(The records Opens)
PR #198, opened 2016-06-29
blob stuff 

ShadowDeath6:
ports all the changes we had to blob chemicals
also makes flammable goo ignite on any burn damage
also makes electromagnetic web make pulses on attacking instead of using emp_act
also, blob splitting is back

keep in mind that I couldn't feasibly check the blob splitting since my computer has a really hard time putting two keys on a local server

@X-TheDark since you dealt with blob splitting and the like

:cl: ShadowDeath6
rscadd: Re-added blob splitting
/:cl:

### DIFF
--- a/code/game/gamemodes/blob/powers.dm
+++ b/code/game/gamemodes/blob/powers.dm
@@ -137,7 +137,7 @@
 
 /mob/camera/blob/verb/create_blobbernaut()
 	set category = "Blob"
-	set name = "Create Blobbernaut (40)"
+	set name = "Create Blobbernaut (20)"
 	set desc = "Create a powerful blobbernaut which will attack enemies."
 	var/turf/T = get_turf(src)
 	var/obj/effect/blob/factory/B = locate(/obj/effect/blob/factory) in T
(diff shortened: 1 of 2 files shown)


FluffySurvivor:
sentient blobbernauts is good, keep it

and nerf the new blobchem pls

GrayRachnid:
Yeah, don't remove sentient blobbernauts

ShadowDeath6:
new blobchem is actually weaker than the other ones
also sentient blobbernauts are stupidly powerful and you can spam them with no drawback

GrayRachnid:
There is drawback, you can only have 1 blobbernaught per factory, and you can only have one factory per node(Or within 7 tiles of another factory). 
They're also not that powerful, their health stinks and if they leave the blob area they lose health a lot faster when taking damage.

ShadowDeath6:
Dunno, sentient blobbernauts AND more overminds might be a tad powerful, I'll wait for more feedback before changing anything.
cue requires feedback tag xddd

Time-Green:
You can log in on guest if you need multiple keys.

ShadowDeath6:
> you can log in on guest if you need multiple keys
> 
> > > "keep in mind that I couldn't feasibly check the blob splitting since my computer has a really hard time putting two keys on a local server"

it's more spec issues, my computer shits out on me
(The records Closes)
(The records Opens)
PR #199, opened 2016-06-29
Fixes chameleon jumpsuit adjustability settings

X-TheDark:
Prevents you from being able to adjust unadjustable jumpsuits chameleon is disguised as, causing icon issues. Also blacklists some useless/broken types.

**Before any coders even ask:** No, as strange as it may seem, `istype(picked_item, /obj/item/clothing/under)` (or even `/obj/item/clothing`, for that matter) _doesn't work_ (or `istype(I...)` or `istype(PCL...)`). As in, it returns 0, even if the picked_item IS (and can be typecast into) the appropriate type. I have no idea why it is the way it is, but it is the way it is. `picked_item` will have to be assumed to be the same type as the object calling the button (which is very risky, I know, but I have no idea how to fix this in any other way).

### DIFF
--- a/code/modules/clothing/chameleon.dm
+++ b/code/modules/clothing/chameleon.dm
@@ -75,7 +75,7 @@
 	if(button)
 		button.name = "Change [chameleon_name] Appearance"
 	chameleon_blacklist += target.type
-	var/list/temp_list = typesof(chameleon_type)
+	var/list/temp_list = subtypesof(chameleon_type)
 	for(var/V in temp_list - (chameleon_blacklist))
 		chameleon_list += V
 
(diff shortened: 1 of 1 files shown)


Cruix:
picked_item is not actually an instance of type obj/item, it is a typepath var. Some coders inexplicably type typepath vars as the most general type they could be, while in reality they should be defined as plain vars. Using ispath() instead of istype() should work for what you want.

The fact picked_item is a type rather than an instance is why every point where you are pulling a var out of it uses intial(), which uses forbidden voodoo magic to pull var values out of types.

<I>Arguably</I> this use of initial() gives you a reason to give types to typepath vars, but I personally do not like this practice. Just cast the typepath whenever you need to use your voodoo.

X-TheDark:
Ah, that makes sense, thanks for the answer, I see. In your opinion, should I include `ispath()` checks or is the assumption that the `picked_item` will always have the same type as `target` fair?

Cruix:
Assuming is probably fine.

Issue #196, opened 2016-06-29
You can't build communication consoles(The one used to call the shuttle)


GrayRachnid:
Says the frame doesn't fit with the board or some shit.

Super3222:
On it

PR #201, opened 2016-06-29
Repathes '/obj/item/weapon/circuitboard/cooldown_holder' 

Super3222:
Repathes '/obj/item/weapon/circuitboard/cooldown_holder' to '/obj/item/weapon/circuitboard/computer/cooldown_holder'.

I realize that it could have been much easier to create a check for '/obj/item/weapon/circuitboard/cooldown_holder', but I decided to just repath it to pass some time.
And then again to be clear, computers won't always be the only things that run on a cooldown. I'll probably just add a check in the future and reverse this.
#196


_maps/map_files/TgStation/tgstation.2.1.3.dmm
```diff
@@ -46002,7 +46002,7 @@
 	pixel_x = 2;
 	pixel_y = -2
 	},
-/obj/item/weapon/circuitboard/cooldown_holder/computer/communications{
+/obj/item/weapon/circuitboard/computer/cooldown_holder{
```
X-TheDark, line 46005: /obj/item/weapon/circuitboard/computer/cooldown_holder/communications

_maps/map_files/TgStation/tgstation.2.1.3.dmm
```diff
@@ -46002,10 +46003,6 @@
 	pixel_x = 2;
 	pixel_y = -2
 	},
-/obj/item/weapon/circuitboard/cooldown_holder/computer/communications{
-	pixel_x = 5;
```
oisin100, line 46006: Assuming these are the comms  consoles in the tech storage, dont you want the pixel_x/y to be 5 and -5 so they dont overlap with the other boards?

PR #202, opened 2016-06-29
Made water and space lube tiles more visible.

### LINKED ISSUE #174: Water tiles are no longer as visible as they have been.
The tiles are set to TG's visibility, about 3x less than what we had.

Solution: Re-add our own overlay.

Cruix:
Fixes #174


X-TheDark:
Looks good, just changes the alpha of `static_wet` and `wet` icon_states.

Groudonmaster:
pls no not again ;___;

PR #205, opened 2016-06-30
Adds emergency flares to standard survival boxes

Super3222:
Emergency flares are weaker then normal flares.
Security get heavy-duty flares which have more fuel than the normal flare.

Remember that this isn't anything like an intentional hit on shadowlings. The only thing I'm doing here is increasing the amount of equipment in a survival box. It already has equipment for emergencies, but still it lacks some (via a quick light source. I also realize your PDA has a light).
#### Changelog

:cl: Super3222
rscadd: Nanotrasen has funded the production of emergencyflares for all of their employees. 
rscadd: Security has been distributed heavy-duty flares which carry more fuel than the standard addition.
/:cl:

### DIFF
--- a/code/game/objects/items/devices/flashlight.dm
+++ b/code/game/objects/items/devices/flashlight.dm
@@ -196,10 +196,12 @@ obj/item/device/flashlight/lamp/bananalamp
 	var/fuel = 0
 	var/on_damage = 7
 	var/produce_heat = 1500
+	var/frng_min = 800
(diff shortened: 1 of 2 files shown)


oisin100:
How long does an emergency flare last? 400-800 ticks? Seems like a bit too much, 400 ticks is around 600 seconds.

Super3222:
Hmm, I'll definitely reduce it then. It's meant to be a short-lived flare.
(The records Closes)
Task directions:
Reprint exactly the lines above that start at the one with "ports all the" and end at the one with "also, blob splitting is back", keeping both and adding none.

Task output:
ports all the changes we had to blob chemicals
also makes flammable goo ignite on any burn damage
also makes electromagnetic web make pulses on attacking instead of using emp_act
also, blob splitting is back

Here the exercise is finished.